→ **PROBLEM**: When the string "initStorage" is part of a line in the data below, report the whole line.

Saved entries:
Start of Block

PR #873, opened 2018-01-17
Add comments to irohad.cpp and application.cpp

victordrobny:

### Description of the Change
Add comments to irohad.cpp and application.cpp

### DIFF
--- a/irohad/main/application.cpp
+++ b/irohad/main/application.cpp
@@ -61,7 +61,7 @@ Irohad::Irohad(const std::string &block_store_dir,
 }
 
 Irohad::~Irohad() {
-  // Shutting down listing services used by internal server
+  // Shutting down services used by internal server
   if (internal_server) {
     internal_server->Shutdown();
   }
--- a/irohad/main/application.cpp
+++ b/irohad/main/application.cpp
@@ -28,6 +28,9 @@ using namespace iroha::torii;
 using namespace iroha::model::converters;
 using namespace iroha::consensus::yac;
 
+/*
+ * Configuring iroha daemon
+ */
 Irohad::Irohad(const std::string &block_store_dir,
                const std::string &redis_host,
                size_t redis_port,
@@ -52,24 +55,33 @@ Irohad::Irohad(const std::string &block_store_dir,
       keypair(keypair) {
   log_ = logger::log("IROHAD");
   log_->info("created");
+  // Initializing storage at this point in order to read genesis block before
+  // initialization of iroha deamon
   initStorage();
 }
 
 Irohad::~Irohad() {
+  // Shutting down grpc server
   if (internal_server) {
     internal_server->Shutdown();
   }
+  // Shutting down torii server
   if (torii_server) {
     torii_server->shutdown();
   }
+  // Waiting until grpc server thread dies
   if (internal_thread.joinable()) {
     internal_thread.join();
   }
+  // Waiting until torii server thread dies
   if (server_thread.joinable()) {
     server_thread.join();
   }
 }
 
+/*
+ * Initializing iroha daemon
+ */
 void Irohad::init() {
   initProtoFactories();
   initPeerQuery();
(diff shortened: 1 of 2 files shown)


irohad/main/application.cpp
```diff
@@ -28,6 +28,9 @@ using namespace iroha::torii;
 using namespace iroha::model::converters;
 using namespace iroha::consensus::yac;
 
+/*
```
x3medima17: First line should start with /**

irohad/main/application.cpp
```diff
@@ -52,24 +55,33 @@ Irohad::Irohad(const std::string &block_store_dir,
...
   if (internal_thread.joinable()) {
     internal_thread.join();
   }
+  // Waiting until torii server thread dies
   if (server_thread.joinable()) {
     server_thread.join();
   }
 }
 
+/*
```
x3medima17: Same as above

irohad/main/application.cpp
```diff
@@ -87,15 +99,26 @@ void Irohad::init() {
   initQueryService();
 }
 
-void Irohad::dropStorage() { storage->dropStorage(); }
+/*
```
x3medima17: Same

libs/crypto/keys_manager_impl.cpp
```diff
@@ -52,66 +52,51 @@ namespace iroha {
...
-    std::string client_priv_key;
+  nonstd::optional<iroha::keypair_t> KeysManagerImpl::loadKeys() {
+    std::string pub_key;
+    std::string priv_key;
 
-    //TODO 15/11/17 motxx - better way to suppress the evaluation?
-    auto blocking = nonstd::make_optional<iroha::keypair_t>()
-        | loadFile(account_name_ + ".pub", client_pub_key)
-        | loadFile(account_name_ + ".priv", client_priv_key);
+    if (!loadFile(account_name_ + ".pub", pub_key)
```
x3medima17: Use `not` instead of `!`, and `or` instead of `||`

irohad/main/irohad.cpp
```diff
@@ -82,17 +112,23 @@ int main(int argc, char *argv[]) {
...
   }
 
+  // Check if genesis block path was specified
   if (not FLAGS_genesis_block.empty()) {
+    // If it is so, read genesis block and store it to iroha storage
     iroha::main::BlockInserter inserter(irohad.storage);
     auto file = inserter.loadFile(FLAGS_genesis_block);
     auto block = inserter.parseBlock(file.value());
 
+    // Check if genesis block was empty
```
lebdron: `parseBlock` will verify that JSON is well formed and that it has all the fields that are required by the block structure. So it is more clear to write something like "Check that provided genesis block file was correct".

irohad/main/irohad.cpp
```diff
@@ -82,17 +112,23 @@ int main(int argc, char *argv[]) {
                 std::chrono::milliseconds(config[mbr::LoadDelay].GetUint()),
                 keypair);
 
+  // Check if iroha daemon storage is properly set
```
lebdron: Maybe "was successfully initialized" is more specific than "is properly set".

irohad/main/application.cpp
```diff
@@ -52,24 +55,33 @@ Irohad::Irohad(const std::string &block_store_dir,
       keypair(keypair) {
   log_ = logger::log("IROHAD");
   log_->info("created");
+  // Initializing storage at this point in order to read genesis block before
+  // initialization of iroha deamon
```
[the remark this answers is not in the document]
victordrobny: It is because all of the init* functions are placed in Irohad::init() except for initStorage. It seems a bit non consistent, but there is a reason for it. I tried to specify the reason.

irohad/main/irohad.cpp
```diff
@@ -26,50 +26,80 @@
 
 #include "logger/logger.hpp"
 
+/**
+ * Validator for the configuration file path input argument.
+ * Path is considered to be valid if it is not empty.
+ */
 bool validate_config(const char *flag_name, std::string const &path) {
```
l4l: Doxygen-based info is missing :( like `@param` or `@return`

victordrobny: You are right. Here is a new pull request with a fix https://github.com/hyperledger/iroha/pull/882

End of Block

→ **WRITTEN SOLUTION**:
   initStorage();
victordrobny: It is because all of the init* functions are placed in Irohad::init() except for initStorage. It seems a bit non consistent, but there is a reason for it. I tried to specify the reason.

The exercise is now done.